If analysing WES data, pass a design file (.bed) indicating the genomic regions that were sequenced (see here for more information on accessing design files). Also set the level of padding by passing the amount of padding in base pairs. For example:
If NOT analysing WES data, leave these fields blank
WES:
# File path to the exome capture regions over which to operate
INTERVALS: "/scratch/publicData/sure_select_human_all_exon_V7/S31285117_Padded.bed"
# Padding (in bp) to add to each region
PADDING: "100"
These settings allow you to configure the resources per rule/sample
Set the number of threads to use per sample/rule for multithreaded rules (rule trim_galore_pe
and rule bwa_mem
). Multithreading will significantly speed up these rules, however the improvements in speed will diminish beyond 8 threads. If desired, a different number of threads can be set for these multithreaded rules by utilising the --set-threads
flag in the runscript (see step 7).
THREADS: 8
Set the maximum memory usage per rule/sample (eg. '40g' for 40 gigabytes, this should suffice for exomes)
MAXMEMORY: "40g"
Set the maximum number of GPU's to be used per rule/sample for gpu-accelerated runs (eg 1
for 1 GPU)
GPU: 1
It is a good idea to consider the number of samples that you are processing.
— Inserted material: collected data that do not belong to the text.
PR #3406, opened 2026-08-26
INB-337: Enable contact autocomplete for Cc and Bcc

gentlemandev:
> ✅ **Browser QA passed** · [QA report](https://qa.getinboxzero.com/20260827-225950_pr-3406_cf18771a6e5b/report.html)
>
> <sub>Apply `rerun-qa` to rerun.</sub>

Extends the composer contact-recipient control to To, Cc, and Bcc, while preserving valid pending recipient text during send. Recipient resolution is centralized so all three fields behave consistently.

- Reuse contact suggestions and reconnect handling across To, Cc, and Bcc.
- Commit and deduplicate pending valid input from every recipient field.
- Validate with 5 focused unit tests and Ultracite checks on all changed files.
- Performance: adds small client-side work per mounted recipient field; no database changes or new endpoints, while Cc/Bcc typing uses the existing contacts API through SWR. Hot-path risk is low and limited to the compose UI.

Linear: https://linear.app/inbox-zero-ai/issue/INB-337/contact-autocomplete-not-working-in-cc-and-bcc-fields-in-mail-composer

<a href="https://cubic.dev/pr/elie222/inbox-zero/pull/3406?utm_source=github" target="_blank" rel="noopener noreferrer" data-no-image-dialog="true"><picture><source media="(prefers-color-scheme: dark)" srcset="https://www.cubic.dev/buttons/review-in-cubic-dark.svg"><source media="(prefers-color-scheme: light)" srcset="https://www.cubic.dev/buttons/review-in-cubic-light.svg">Review in cubic</picture></a>

## Summary by CodeRabbit

* **New Features**
  * Improved To, Cc, and Bcc recipient entry with clearer selection, editing, and removal controls.
  * Added more reliable handling of pending recipients and incomplete email addresses.
  * Improved Cc/Bcc visibility controls and restored focus when fields are shown again.

* **Bug Fixes**
  * Improved attachment and email mutation identifier generation, including support for environments without `crypto.randomUUID()`.

* **Tests**
  * Added coverage for recipient selection, pending recipients, and UUID generation.


gentlemandev:
Browser QA failed with `crypto.randomUUID is not a function` before the mail page rendered, so the Cc/Bcc autocomplete flow was never exercised. Root cause: the QA browser runs over plain HTTP (insecure context), where `crypto.randomUUID` is unavailable — the crash came from the durable outbox manager that mounts on the mail page (pre-existing on main, not this PR's changes), but it blocks QA here and would also break self-hosted HTTP deployments.

Fixed in 4e549080e: added `utils/uuid.ts` `randomUuid()` (falls back to `crypto.getRandomValues`, which works in insecure contexts) and switched all client-side `crypto.randomUUID` call sites to it (outbox manager, thread actions, email-cache mutations, composer attachments, assistant chat, booking page). Server-side call sites are unchanged since Node always provides `randomUUID`. Covered by `utils/uuid.test.ts`.

gentlemandev:
@coderabbitai Addressed your review findings in 0c33d6404:

- **Removal of the last selected recipient (ComposeEmailForm.tsx onChange):** Confirmed — deselecting the sole recipient passed `[]` and the early return kept the stale value. Extracted the selection logic into `resolveRecipientSelection()` in `compose-recipients.ts`, which resolves an empty array to an empty selection, and added regression tests in `compose-recipients.test.ts`.
- **Keyboard-accessible recipient badges:** The click-to-edit handler moved off the `Badge` onto a dedicated `button type="button"` (with an `Edit` aria-label) alongside the existing remove button, so both actions are focusable and keyboard-operable. This also removed the need for `stopPropagation` on the remove button.
- **`contact.emailAddress[0]` → `.at(0)`:** Applied.

The docstring-coverage pre-merge warning is out of scope: this repo's convention is self-documenting code with why-only comments, not docstrings.

elie222:
Regarding the accessibility note in https://github.com/elie222/inbox-zero/pull/3406#pullrequestreview-5046213207: verified that the Cc/Bcc focus handlers and behavior are unchanged from the current main branch, so this is outside this PR's diff and scope.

For example, if you set THREADS: "8"
and set the maximum number of cores to be used by the pipeline in the run script to -j/--cores 32
(see step 7), a maximum of 3 samples will be able to run at one time for these rules (if they are deployed at the same time), but each sample will complete faster. In contrast, if you set THREADS: "1"
and -j/--cores 32
, a maximum of 32 samples could be run at one time, but each sample will take longer to complete. This also needs to be considered when setting MAXMEMORY
+ --resources mem_mb
and GPU
+ --resources gpu
.
Specify whether the raw fastq reads should be trimmed (either 'Yes' or 'No'). For example:
TRIM: "Yes"
If trimming the raw fastq reads, set the trim galore adapter trimming parameters. Choose one of the common adapters such as Illumina universal, Nextera transposase or Illumina small RNA with --illumina
, --nextera
or --small_rna
. Alternatively, pass adapter sequences to the -a
and -a2
flags. If not set, trim galore will try to auto-detect the adapter based on the fastq reads.
TRIMMING:
ADAPTERS: "--illumina"
Pass the resources to be used to recalibrate bases with gatk BaseRecalibrator (this passes the resource files to the --known-sites
flag), these known polymorphic sites will be used to exclude regions around known polymorphisms from base recalibration. Note. you can include as many or as few resources as you like, but you'll need at least one recalibration resource file. For example:
RECALIBRATION:
RESOURCES:
- /scratch/publicData/b37/dbsnp_138.b37.vcf
- /scratch/publicData/b37/Mills_and_1000G_gold_standard.indels.b37.vcf
- /scratch/publicData/b37/1000G_phase1.indels.b37.vcf
Set the number maximum number of cores to be used with the --cores
flag and the maximum amount of memory to be used (in megabytes) with the resources mem_mb=
flag. If running GPU accelerated, also set the maximum number of GPU's to be used with the --resources gpu=
flag. For example:
Dry run (dryrun.sh):
snakemake \
--dryrun \
--cores 32 \
--resources mem_mb=150000 \
--resources gpu=2 \
--use-conda \
--conda-frontend mamba \
--latency-wait 120 \
--configfile ../config/config.yaml
Full run (run.sh):
snakemake \
--cores 32 \
--resources mem_mb=150000 \
--resources gpu=2 \
--use-conda \
--latency-wait 120 \
--configfile ../config/config.yaml
See the snakemake documentation for additional run parameters.
cd ./workflow/
mamba env create -f pipeline_run_env.yml
conda activate pipeline_run_env
First carry out a dry run
bash dryrun.sh
If there are no issues, start a full run
bash run.sh
Generate an interactive html report
bash report.sh
To maintain reproducibility, commit and push:
- All configuration files
- All run scripts
- The final report
13. Raise issues, create feature requests or create a pull request with the upstream repo to merge any useful changes to the pipeline (optional)
See the README for info on how to contribute back to the pipeline!